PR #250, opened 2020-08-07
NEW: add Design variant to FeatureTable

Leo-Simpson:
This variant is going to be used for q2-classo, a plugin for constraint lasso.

--

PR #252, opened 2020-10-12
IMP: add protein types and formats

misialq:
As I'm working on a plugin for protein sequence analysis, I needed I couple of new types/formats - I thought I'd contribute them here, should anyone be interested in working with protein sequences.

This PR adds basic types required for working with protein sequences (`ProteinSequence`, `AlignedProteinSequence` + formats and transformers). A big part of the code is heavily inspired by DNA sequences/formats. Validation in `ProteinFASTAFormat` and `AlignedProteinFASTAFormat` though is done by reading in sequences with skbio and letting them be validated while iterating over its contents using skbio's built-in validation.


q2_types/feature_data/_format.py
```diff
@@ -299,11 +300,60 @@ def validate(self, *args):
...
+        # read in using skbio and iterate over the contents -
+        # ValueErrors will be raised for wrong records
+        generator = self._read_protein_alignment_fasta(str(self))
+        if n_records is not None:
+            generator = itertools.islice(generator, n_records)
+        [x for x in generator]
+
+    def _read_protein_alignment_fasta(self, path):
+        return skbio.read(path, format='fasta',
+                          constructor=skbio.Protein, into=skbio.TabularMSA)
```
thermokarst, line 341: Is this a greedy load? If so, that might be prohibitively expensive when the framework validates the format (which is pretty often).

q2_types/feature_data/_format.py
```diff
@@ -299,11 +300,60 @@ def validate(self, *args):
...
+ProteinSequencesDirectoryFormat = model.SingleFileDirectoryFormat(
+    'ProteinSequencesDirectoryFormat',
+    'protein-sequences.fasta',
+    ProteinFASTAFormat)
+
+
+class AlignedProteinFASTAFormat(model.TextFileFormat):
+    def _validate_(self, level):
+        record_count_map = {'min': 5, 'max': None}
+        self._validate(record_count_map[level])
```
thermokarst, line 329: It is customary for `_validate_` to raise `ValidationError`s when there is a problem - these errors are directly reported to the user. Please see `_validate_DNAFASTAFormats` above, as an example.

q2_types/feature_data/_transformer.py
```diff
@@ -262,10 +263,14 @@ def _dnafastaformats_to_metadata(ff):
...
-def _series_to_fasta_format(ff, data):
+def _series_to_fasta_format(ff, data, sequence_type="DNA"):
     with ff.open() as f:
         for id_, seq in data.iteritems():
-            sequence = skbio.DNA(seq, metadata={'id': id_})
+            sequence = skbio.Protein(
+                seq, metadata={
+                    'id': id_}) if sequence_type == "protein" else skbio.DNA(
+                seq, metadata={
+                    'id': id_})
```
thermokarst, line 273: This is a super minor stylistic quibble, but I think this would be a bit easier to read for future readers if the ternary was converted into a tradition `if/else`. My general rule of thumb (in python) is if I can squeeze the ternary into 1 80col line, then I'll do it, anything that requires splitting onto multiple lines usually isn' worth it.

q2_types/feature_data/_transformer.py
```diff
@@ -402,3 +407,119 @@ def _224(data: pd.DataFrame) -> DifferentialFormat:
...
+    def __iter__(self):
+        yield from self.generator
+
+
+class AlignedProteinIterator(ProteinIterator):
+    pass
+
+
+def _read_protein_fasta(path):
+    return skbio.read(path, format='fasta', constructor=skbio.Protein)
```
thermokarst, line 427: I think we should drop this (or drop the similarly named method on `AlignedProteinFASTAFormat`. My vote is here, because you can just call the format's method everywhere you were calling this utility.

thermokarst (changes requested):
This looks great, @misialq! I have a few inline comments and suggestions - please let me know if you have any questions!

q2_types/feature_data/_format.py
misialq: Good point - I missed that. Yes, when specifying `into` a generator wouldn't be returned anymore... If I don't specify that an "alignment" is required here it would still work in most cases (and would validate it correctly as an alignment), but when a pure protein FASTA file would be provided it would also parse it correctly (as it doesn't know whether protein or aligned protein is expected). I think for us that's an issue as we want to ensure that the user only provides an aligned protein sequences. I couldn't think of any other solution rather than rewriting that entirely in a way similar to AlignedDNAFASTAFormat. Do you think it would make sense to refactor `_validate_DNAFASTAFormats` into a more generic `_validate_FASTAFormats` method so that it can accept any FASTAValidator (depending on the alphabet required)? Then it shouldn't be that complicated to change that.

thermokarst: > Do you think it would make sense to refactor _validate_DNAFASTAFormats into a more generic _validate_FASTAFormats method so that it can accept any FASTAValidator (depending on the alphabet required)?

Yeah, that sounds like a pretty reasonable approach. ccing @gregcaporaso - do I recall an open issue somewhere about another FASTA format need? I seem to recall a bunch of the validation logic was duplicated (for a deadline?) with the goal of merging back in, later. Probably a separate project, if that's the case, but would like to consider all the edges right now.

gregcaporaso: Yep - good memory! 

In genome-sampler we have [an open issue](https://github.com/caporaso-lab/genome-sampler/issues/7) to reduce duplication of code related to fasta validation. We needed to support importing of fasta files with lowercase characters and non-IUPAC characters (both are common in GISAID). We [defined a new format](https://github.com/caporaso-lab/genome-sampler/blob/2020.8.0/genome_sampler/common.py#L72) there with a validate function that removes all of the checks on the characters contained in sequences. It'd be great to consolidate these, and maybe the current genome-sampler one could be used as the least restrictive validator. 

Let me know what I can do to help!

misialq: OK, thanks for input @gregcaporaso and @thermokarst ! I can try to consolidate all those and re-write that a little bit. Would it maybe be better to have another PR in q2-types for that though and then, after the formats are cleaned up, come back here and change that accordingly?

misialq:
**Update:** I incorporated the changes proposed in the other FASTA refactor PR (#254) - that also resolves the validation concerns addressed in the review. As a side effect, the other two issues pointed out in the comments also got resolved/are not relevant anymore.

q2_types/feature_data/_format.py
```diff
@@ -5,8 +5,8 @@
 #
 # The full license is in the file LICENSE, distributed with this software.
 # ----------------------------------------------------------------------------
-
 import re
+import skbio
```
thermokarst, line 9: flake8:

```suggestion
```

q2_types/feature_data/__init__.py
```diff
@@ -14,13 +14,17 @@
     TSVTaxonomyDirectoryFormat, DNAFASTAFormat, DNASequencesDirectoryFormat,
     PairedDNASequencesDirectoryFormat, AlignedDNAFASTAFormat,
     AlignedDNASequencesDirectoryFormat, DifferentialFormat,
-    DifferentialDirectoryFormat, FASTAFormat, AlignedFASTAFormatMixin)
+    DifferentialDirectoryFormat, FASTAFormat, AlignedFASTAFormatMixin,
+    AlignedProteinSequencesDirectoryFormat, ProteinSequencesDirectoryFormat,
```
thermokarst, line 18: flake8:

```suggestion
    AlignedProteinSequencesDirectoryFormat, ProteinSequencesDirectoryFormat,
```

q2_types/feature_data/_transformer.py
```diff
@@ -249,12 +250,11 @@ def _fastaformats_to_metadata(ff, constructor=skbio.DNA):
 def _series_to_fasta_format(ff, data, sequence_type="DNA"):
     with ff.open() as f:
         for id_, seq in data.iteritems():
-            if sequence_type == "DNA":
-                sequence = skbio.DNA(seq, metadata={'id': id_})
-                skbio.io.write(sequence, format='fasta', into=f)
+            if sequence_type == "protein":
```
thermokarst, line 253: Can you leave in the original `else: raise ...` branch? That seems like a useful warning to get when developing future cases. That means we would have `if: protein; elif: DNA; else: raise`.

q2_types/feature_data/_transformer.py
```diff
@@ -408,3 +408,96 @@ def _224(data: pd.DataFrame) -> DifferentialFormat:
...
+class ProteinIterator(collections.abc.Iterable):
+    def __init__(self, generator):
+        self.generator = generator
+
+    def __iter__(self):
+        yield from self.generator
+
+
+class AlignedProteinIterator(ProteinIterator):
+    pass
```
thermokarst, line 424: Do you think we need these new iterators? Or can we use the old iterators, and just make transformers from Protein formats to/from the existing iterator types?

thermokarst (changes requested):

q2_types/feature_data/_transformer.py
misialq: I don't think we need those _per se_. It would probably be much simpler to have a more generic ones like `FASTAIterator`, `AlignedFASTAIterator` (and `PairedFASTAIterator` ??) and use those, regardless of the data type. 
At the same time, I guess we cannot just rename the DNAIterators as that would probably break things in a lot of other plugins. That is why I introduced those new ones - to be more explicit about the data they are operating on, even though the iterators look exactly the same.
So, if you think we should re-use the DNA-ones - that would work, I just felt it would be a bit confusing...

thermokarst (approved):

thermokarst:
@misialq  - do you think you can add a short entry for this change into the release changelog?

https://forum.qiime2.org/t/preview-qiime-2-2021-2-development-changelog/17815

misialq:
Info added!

[PROBLEM STATEMENT]: Only the lines with "changelog" are needed; find them in the records and copy each one.

[RESPONSE AREA]:
@misialq  - do you think you can add a short entry for this change into the release changelog?
https://forum.qiime2.org/t/preview-qiime-2-2021-2-development-changelog/17815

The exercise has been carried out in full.